How to Eat a Wolf

26 10 2010

– Sharanya Manivannan

Does all lust start and
end like this? Don’t get me
wrong. I loved my wolf.
I held him tethered like
a pussycat. I nursed
the rumble in his belly
with hands gentle as a burglar’s.
He lived on milk
and blood and ocean. He
had violets for his furs.

It’s just that he was
beginning to devour me.
He nuzzled me with claws,
fondled me with fangs
sharp as yearning
He snaked a tongue so
hungry in its kiss it
turned my body to salt.

How do you douse a
dervish swirl? I asked.
Devour it, you said.

So I fantasised
about eating his balls,
rolling them in semolina
seeds and roasting them
golden. I got blooddrunk
on the thought of the
crisp tender cartilage of his ear,
left to simmer in tequila
and cilantro. The dry teats turned
sweet when baked with cinnamon
applesauce, or drizzled with chocolate.
The tangy musk of austerely steamed eyelid.

I set traps.

Mine is the deepest void,
the deepest void you’ll ever know.
And so I lured him to a well.
A wolf can drown in its own
wetness.
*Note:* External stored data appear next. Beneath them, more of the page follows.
PR #229, opened 2022-03-22
[PF-1415] reactivate de-activated pools

jaycarlton:
As described in [this document](https://docs.google.com/document/d/1aXOF_0T_Qje4O5KbcKqgNPGhnytm97dPSBaGnzNtEUY/edit?usp=sharing&resourcekey=0-Vwd3zNcBNJ7mbbGq0OuflA), implementing pool re-activation after deactivation. Simply add the pool back into the schema file and it should clear the expiration and set the status back to ACTIVE. The scheduler should add flights to return the pool to its stated size.

### DIFF
--- a/src/test/java/bio/terra/buffer/service/pool/PoolServiceTest.java
+++ b/src/test/java/bio/terra/buffer/service/pool/PoolServiceTest.java
@@ -27,6 +27,7 @@ import bio.terra.buffer.generated.model.ResourceInfo;
 import bio.terra.common.exception.BadRequestException;
 import com.google.common.collect.ImmutableList;
 import java.time.Instant;
+import java.util.Collections;
 import java.util.List;
 import java.util.UUID;
 import java.util.stream.Collectors;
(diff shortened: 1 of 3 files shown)


src/test/java/bio/terra/buffer/service/pool/PoolServiceTest.java
```diff
@@ -221,6 +222,85 @@ public void updateFromConfig_updateSize_updatePoolSizeSuccess() throws Exception
     assertEquals(bufferDao.retrievePools().get(0), createdPool.toBuilder().size(size + 10).build());
   }
 
+  @Test
```
melissachang, line 201: I like to have minimal test for testing the feature. Can you test one pool instead of two? It makes tests faster, don't have as many flakes to deal with, etc.

melissachang (approved):

src/test/java/bio/terra/buffer/service/pool/PoolServiceTest.java
jaycarlton: These are batch methods, so I wanted a plural number of pools to be sure it was plumbed correctly.

melissachang: Can you add a comment, that's why you want more than one pool? Thanks

jmczerk (approved):
LGTM

src/test/java/bio/terra/buffer/service/pool/PoolServiceTest.java
jaycarlton: done

PR #231, opened 2022-03-30
[RW-7885] Add AoU prod pool config with BQ quota enforcement

calbach:


calbach:
I just realized I should probably include perf here ... please hold

src/main/resources/config/prod/resource-config/vpc_sc_v8.yml
```diff
@@ -0,0 +1,40 @@
...
+    - "cloudtrace.googleapis.com"
+    - "containerregistry.googleapis.com"
+    - "dataflow.googleapis.com"
+    - "dataproc.googleapis.com"
+    - "dns.googleapis.com"
+    - "genomics.googleapis.com"
+    - "lifesciences.googleapis.com"
+    - "logging.googleapis.com"
+    - "monitoring.googleapis.com"
+    - "serviceusage.googleapis.com"
```
zloery, line 27: This API is new compared to v7, is it required for managing quota?

zloery (approved):

src/main/resources/config/prod/resource-config/vpc_sc_v8.yml
calbach: Yes - I noticed this was added in the dev PR. That API should be necessary for updating the BQ quota override when setting up projects, @jaycarlton could confirm this.

calbach:
(PR expanded to include perf as well, sorry @zloery your review was too fast)

zloery (approved):

src/main/resources/config/prod/resource-config/vpc_sc_v8.yml
jaycarlton: Yeah, that's why I added it.

src/main/resources/config/perf/pool_schema.yml
```diff
@@ -19,6 +19,9 @@ poolConfigs:
   - poolId: "vpc_sc_v6"
     size: 500
     resourceConfigName: "vpc_sc_v6"
+  - poolId: "vpc_sc_v7"
```
jaycarlton, line 22: Oh, I thought the convention was that you'd skip versions and this would be v9 to match `dev`. It's good to know that these numbers are local to the environment.

jaycarlton (commented):
You might want to remove v6 and v8 from the `dev` config while you're at it.

jaycarlton (approved):

calbach (commented):
I can send a followup PR for old pool removal. Looks like there's a bunch of stale ones here.

PR #232, opened 2022-03-30
Drop some unused AoU pools

calbach:
I left an extra 2 versions in prod to allow for potential rollback. I also noted some versions in alpha+staging, which are definitely unused by AoU. I'm not comfortable touching these without knowing their purpose, can check with @yonghaoy when he's back. By my estimate they could simply be deleted.

I'm also noticing that all historical pool config yaml files appear to be preserved, so I haven't touched those.


jaycarlton (approved):

zloery (approved):

yonghaoy:
> 

RE staging/alpha AoU pools: Rawls needs a dummy VPC-SC pool exists in each Terra env.

PR #233, opened 2022-03-31
POL-219 plug spring vulnerability

dvoet:
https://spring.io/blog/2022/03/31/spring-framework-rce-early-announcement

PR #234, opened 2022-04-12
[PF-1532] Update dependencies and gradle version

zloery:
This bumps the versions for a number of dependencies and also gradle (required by the newest Spring Boot plugin). The gradle changes (gradle-wrapper.jar, gradle-wrapper.properties, gradlew, gradlew.bat) were automatically generated with `gradle wrapper --gradle-version 7.4.1`. 

I've also removed two previous changes specific to older spring versions:

- Removed the `log4j` version pinning, the current version of Spring Boot already pulls in a newer version of log4j-api dependency
- Removed `SetDisallowedBinderFields` added in #233, this was a patch until we could upgrade to the latest version of Spring Boot.

Although it's not strictly necessary, I also bumped the versions of libraries we use for client tests to keep things consistent and made the client test depend on the client library project, rather than the published version.


src/test/java/bio/terra/buffer/common/BaseUnitTest.java
```diff
@@ -9,8 +9,8 @@
 import org.springframework.test.context.junit.jupiter.SpringExtension;
 
 @Tag("unit")
-@ActiveProfiles({"test", "unit"})
+@ActiveProfiles({"test", "unit", "human-readable-logging"})
 @ExtendWith(SpringExtension.class)
 @ContextConfiguration(classes = Main.class)
-@SpringBootTest
+@SpringBootTest(properties = {"spring.cloud.gcp.credentials.location="})
```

But mine swam
and lapped and doggypaddled
until I waded back in to get him.

Mine is the darkest smoulder,
the darkest smoulder you’ll ever know.
And so I conspired to let him burn.
A wolf can poach in its own juices.
But mine danced on coals and leapt
ablaze, until I pussyfooted back in to get him.

I became desperate.
I preached to my wolf
about suicide, proselytized
about reincarnation. Come back
as a sleepy kitten, I said.
Come back as a hibernating bear.
Come back as a snail with a flag trail of surrender.
But my love was indefatigable. It was
volcano and oceanic tremor. It was a black lace bra and
too much jazz at 3 a.m.
My love was as big as betrayal.
I pleaded and pleaded until

you finally looked up and said,
You can only kill a wolf
you don’t want to have,

and only then did I see that

your love
was exactly
the size of two fists.

http://sharanyamanivannan.wordpress.com/

Sharanya Manivannan was born in India on 30 July 1985 and grew up in Sri Lanka and Malaysia. She lives in Kuala Lumpur and Chennai. She is well-known for both her unique bilingual (English, Tamil) writing and performances. She is well-known as the first and only writer to use both languages in Malaysia’s modern underground independent writers’ community. She has received positive remarks about her writing from international writers such as Leah Lakshmi Piepzna-Samarasinha, Indran Amirthanayagam, Francesca Beard, Shreekumar Varma and Laksmi Pamuntjak.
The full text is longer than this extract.